Information shown ->

*** Block opens ***

Issue #407, opened 2026-06-01
[Change] cogni-knowledge: make sub-questions first-class wiki nodes with bidirectional sq↔finding backlinks


sdh07:
## Context

Surfaced during the first real cogni-knowledge dogfooding run (EU AI Act for SMEs, DE/DACH, the #264 Phase-6 human-gate run). The pipeline already records the **forward** link from a finding to the sub-question it answers, but the relationship is not a browsable bidirectional graph in the wiki.

## Current state

- Every candidate in `candidates.json` carries `sub_question_refs: [sq-NN, ...]`; this propagates to each extracted claim (`pre_extracted_claims[].sub_question_refs`) at `knowledge-ingest`.
- `knowledge-ingest` files each source under its sub-question's `theme_label` as the `wiki/index.md` category, so the index reads thematically.

## The gap

There is **no first-class sub-question node** in the wiki, and **no `[[wikilink]]` backlink graph** between a sub-question and its finding pages. The sq↔finding linkage lives only in `.metadata/*.json` and in index headings — it is invisible to the wiki's forward→reverse link contract (`SCHEMA.md` R3) and to backlink-graph tooling (`wiki-dashboard`, `backlink_audit.py`, graph).

Consequences:
- Cannot open a "sq-03: Pflichten nach Risikoklasse" page and see its findings backlinked.
- A source page does not `[[link]]` back to the research question(s) it answers.
- The research-question structure of a run is lost once the project `.metadata/` is archived; only the wiki survives long-term, and the wiki doesn't hold it.

## Proposed change

Make sub-questions first-class, citable wiki nodes so the question→finding relationship becomes part of the Karpathy backlink graph:

1. At `knowledge-finalize` (or `knowledge-ingest`), emit one wiki page per sub-question (candidate type: a new `question` type, or reuse `note`/`concept`) carrying `query`, `theme_label`, and `[[wikilinks]]` to the source/synthesis pages that answer it.
2. Have ingested source pages `[[backlink]]` to their sub-question node(s) (driven by the `sub_question_refs` already present), satisfying SCHEMA.md R3 forward→reverse.
3. Surface the question nodes in `wiki/index.md` (they can become the thematic category anchors that `theme_label` currently only approximates).

## Out of scope / open questions

- Whether sub-question nodes should persist across runs (a recurring theme answered by multiple projects → one node accumulating backlinks) or be per-project. This couples to `topic_lineage.covered_themes` in `binding.json`.
[...]

PR #430, opened 2026-06-02
Close question→synthesis loop: link syntheses to question nodes (#410)

### LINKED ISSUE #410: cogni-knowledge: synthesis→question links (finalize + compose) for type: question nodes
Follow-up to #407 / #408.

## Context

#408 added `type: question` wiki nodes with the **sq↔finding** backlink pair (question `## Findings` `[[source]]` forward links + a `source→question` reverse link backfilled via `backlink_audit.py --apply-plan`), satisfying SCHEMA `R1`. The `synthesis→question` relationship was explicitly **out of scope for v1**.

## What's deferred

Two related additions so the question node participates in the rest of the pipeline's graph, not just at ingest time:

1. **`knowledge-finalize`:** when a verified synthesis is deposited, link it to the research-question node(s) it answers — i.e. emit a `synthesis→question` `[[link]]` (and its reverse) so a reader on a question page can reach the synthesis that ultimately answered it, closing the loop `question → findings → synthesis`.
2. **`knowledge-compose`:** allow the composer to cite a question node as cross-source framing where useful (analogous to how it already reads prior `wiki/syntheses/*.md`).

## Considerations

- Reuse the existing `backlink_audit.py --apply-plan` mechanism (same shape Step 4.5 already uses) rather than inventing a new linker.
- Mind the `R2_synthesis_wiki_source` rule — synthesis pages are leaves on the citation graph; decide deliberately whether the synthesis→question edge wants a reverse link or follows the synthesis-is-a-leaf exemption.
- cycle-guard interaction: confirm a synthesis→question edge can't create a self-citing loop the guard should catch.

Not blocking — #408 fully resolves #407's core ask.

sdh07:
Closes #410

Resolves the two deferred items of #410 (follow-up to #407/#408). Question nodes (`type: question`, `wiki/questions/<slug>.md`) previously dead-ended at the sources that answered them — a reader on a question page could not reach the verified synthesis that *ultimately* answered the question. This closes the `question → findings → synthesis` loop.

## Part 1 — `knowledge-finalize`: synthesis → question links

- **`knowledge-ingest` Step 4.5.1** now persists the `question-store.py emit` envelope's `data.questions[]` to `.metadata/question-manifest.json` — **unconditionally** (NOT gated on the `theme_bindings[]`-empty skip, which would have dropped it on legacy/no-theme projects). This is the phase handoff finalize reads.
- **`knowledge-finalize` Step 4.7** (new) reads that manifest into `QUESTION_SLUGS_CSV`; the Step 5/6 subprocess appends a trailing `## Research questions` body section of **bare** `[[<question-slug>]]` forward links, existence-gated by the same `is_file()` check the reference-row backlinks already use (so a question page deleted between ingest and finalize never becomes a `broken_wikilink`).
- The reverse `question→synthesis` link needs **no new code**: the existing Step 10.5 `lint --fix=reverse_link_missing` gate backfills `[[<synthesis-slug>]]` into each linked question page's `## See also`, exactly as it already de-orphans cited sources.
- `--no-question-links` opt-out; Step 11 surfaces the link count.

**Safety invariants (verified against the code):**
- **cycle-guard:** the forward links live in the page **body** — never in `sources:` frontmatter, never in the citation manifest — the only two places `cycle-guard.py` walks. So they cannot create a self-citing loop. No cycle-guard change.
- **R2:** body `[[wikilinks]]` are pure `R1_bidirectional_wikilink` → they get a reverse link (which is exactly what #410 asks for). `R2_synthesis_wiki_source` exempts only `sources:` frontmatter citations, not body links.

## Part 2 — `knowledge-compose` / `wiki-composer`: framing-only read

- **`wiki-composer` Phase 0** gains a question-node read step (`Glob wiki/questions/*.md`, topic-matched, lazy) — read as **framing-only orientation**, with an explicit **NEVER-cite** guard: a question node has no claim block, so an inline citation would score `unsupported` by `wiki-verifier`. The inverse of the distilled-page citation rule.
- **`knowledge-compose`** read-scope prose documents the same.
- Prompt-surface only — no script/manifest/citation-format/verifier change.

## Version, docs, tests

- Version bump `0.1.54 → 0.1.55` (`plugin.json` + `marketplace.json`).
- `CLAUDE.md`: four row updates (`knowledge-ingest`, `knowledge-finalize`, `knowledge-compose`, `wiki-composer`), `#410`-tagged.
- Grep-contract guards added to `test_{ingest,finalize,compose}_contract.sh`.
- Frontmatter `description:` fields untouched → no README §4 drift.

## Verification

- `test_{ingest,finalize,compose}_contract.sh` + `test_skill_contracts.sh` — all green; full `tests/` suite green (0 failing suites).
- The new Step 4.7 CSV-builder and the Step 5/6 append logic were exercised against a synthetic fixture: the existence gate correctly drops a missing question page, and a missing/empty manifest fails soft to an empty CSV (byte-identical legacy deposit).
- `question-store.py` is unchanged (`emit --help` byte-stable).

Remaining manual check (live `.alpha/` base, gitignored): end-to-end `ingest → finalize` confirming the synthesis `## Research questions` section, the question-page `## See also` reverse links after Step 10.5, and `wiki-health` reporting 0 errors; plus `doc-audit` on cogni-knowledge.

https://claude.ai/code/session_01GVBiXFRrqdKpcvRn1PWckY

---
_Generated by [Claude Code](https://claude.ai/code/session_01GVBiXFRrqdKpcvRn1PWckY)_


sdh07:
## Review — #410 question→synthesis loop

Reviewed against the approved plan; checked out the branch and ran the full `cogni-knowledge/tests/` suite (**39/39 green**), and traced the load-bearing claims in the cogni-wiki source.

### Correctness — verified in code
- **Discovery is robust.** Persisting the slug map at *emit time* (`question-manifest.json` handoff) sidesteps re-derivation drift — a later `knowledge-distill` page can't shift `-q` disambiguation, because finalize reads ground truth rather than recomputing.
- **Reverse-link survival across re-merges holds.** `_append_see_also` (`lint_wiki.py:653`) appends a fresh `## See also` **at EOF** — after the question page's `## Notes`. `question-store.py` captures everything from the `## Notes` marker to EOF as the preserved `notes_block`, so the `[[synthesis]]` reverse link is retained on a future enrich-merge. ✅
- **cycle-guard / R2.** Forward links live in the page **body**, never in `sources:` or the citation manifest — the only surfaces `cycle-guard.py` walks. `R2_synthesis_wiki_source` exempts only `sources:`-field citations, so the body link is pure R1 and correctly earns a reverse. No cycle-guard change needed. ✅
- **Existence-gated write** (`is_file()` per `[[slug]]`) prevents a `broken_wikilink` if a question page was deleted between ingest and finalize. ✅
- **Framing-only Part 2** is the right call — question nodes carry no claim block, so the explicit never-cite guard prevents an `unsupported` verdict. ✅
- **Fail-soft** on missing/empty/unparseable manifest and `--no-question-links` → byte-identical legacy deposit. ✅

### Findings
**🟢 Optional nits (non-blocking):**
- **Defensive dedupe:** within one `emit` run `resolve_slug` guarantees distinct slugs, so the manifest can't yield a duplicate `[[slug]]` bullet today; a one-line `dict.fromkeys(...)` over `question_links` would be cheap insurance against a hand-edited manifest, but isn't required.
- **Trailing section placement:** `## Research questions` sits *after* `## References`. The one real consumer (`wiki-contradictor`) strips the ref section and its assertive-sentence pre-filter never matches bare `[[slug]]` bullets, so it's safe in practice — just a note for any future synthesis post-processor.

### Tests & hygiene
Grep-contract guards added to all three contract suites in house style; version bumped `0.1.54 → 0.1.55` in both `plugin.json` and `marketplace.json`; CLAUDE.md four rows updated + `#410`-tagged; frontmatter `description:` untouched → no README §4 drift (final `doc-audit` worth running, already listed as a manual check).

### Verdict
**Safe to merge.** Logic matches the approved plan, the load-bearing reverse-link re-merge survival checks out, tests green. The remaining live-`.alpha` end-to-end check (synthesis `## Research questions` section + question-page `## See also` + `wiki-health` 0 errors) is the right pre-merge confirmation, since the contract tests can't exercise the runtime deposit.

🤖 Reviewed via Claude Code

sdh07:
Thanks for the thorough trace — both nits addressed:

- **Nit 1 (defensive dedupe):** applied in `35b44c3`. Added a `seen=set()` guard over `question_links` (the same idiom the reference-list dedupe uses earlier in the same subprocess), so a hand-edited `question-manifest.json` with a repeated slug can't yield a duplicate `[[slug]]` bullet — and it skips a redundant `is_file()` stat on a repeat.
- **Nit 2 (`## Research questions` after `## References`):** left as-is intentionally. As you noted, `wiki-contradictor` strips the ref section and its assertive-sentence pre-filter never matches bare `[[slug]]` bullets, so it's safe today; appending after the (auto-generated, last) references block keeps the deposit logic a single trailing append. Noted for any future synthesis post-processor.

Full `tests/` suite + breadcrumb guard still green. The live-`.alpha` end-to-end deposit check remains the right pre-merge confirmation.

---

*** Block closes ***

Aim of the task ->
Output exactly the lines from the one holding "Noted for any future synthesis post-processor." to the end of the material above, with both ends included.

Answer space ->
- **Nit 2 (`## Research questions` after `## References`):** left as-is intentionally. As you noted, `wiki-contradictor` strips the ref section and its assertive-sentence pre-filter never matches bare `[[slug]]` bullets, so it's safe today; appending after the (auto-generated, last) references block keeps the deposit logic a single trailing append. Noted for any future synthesis post-processor.

Full `tests/` suite + breadcrumb guard still green. The live-`.alpha` end-to-end deposit check remains the right pre-merge confirmation.

---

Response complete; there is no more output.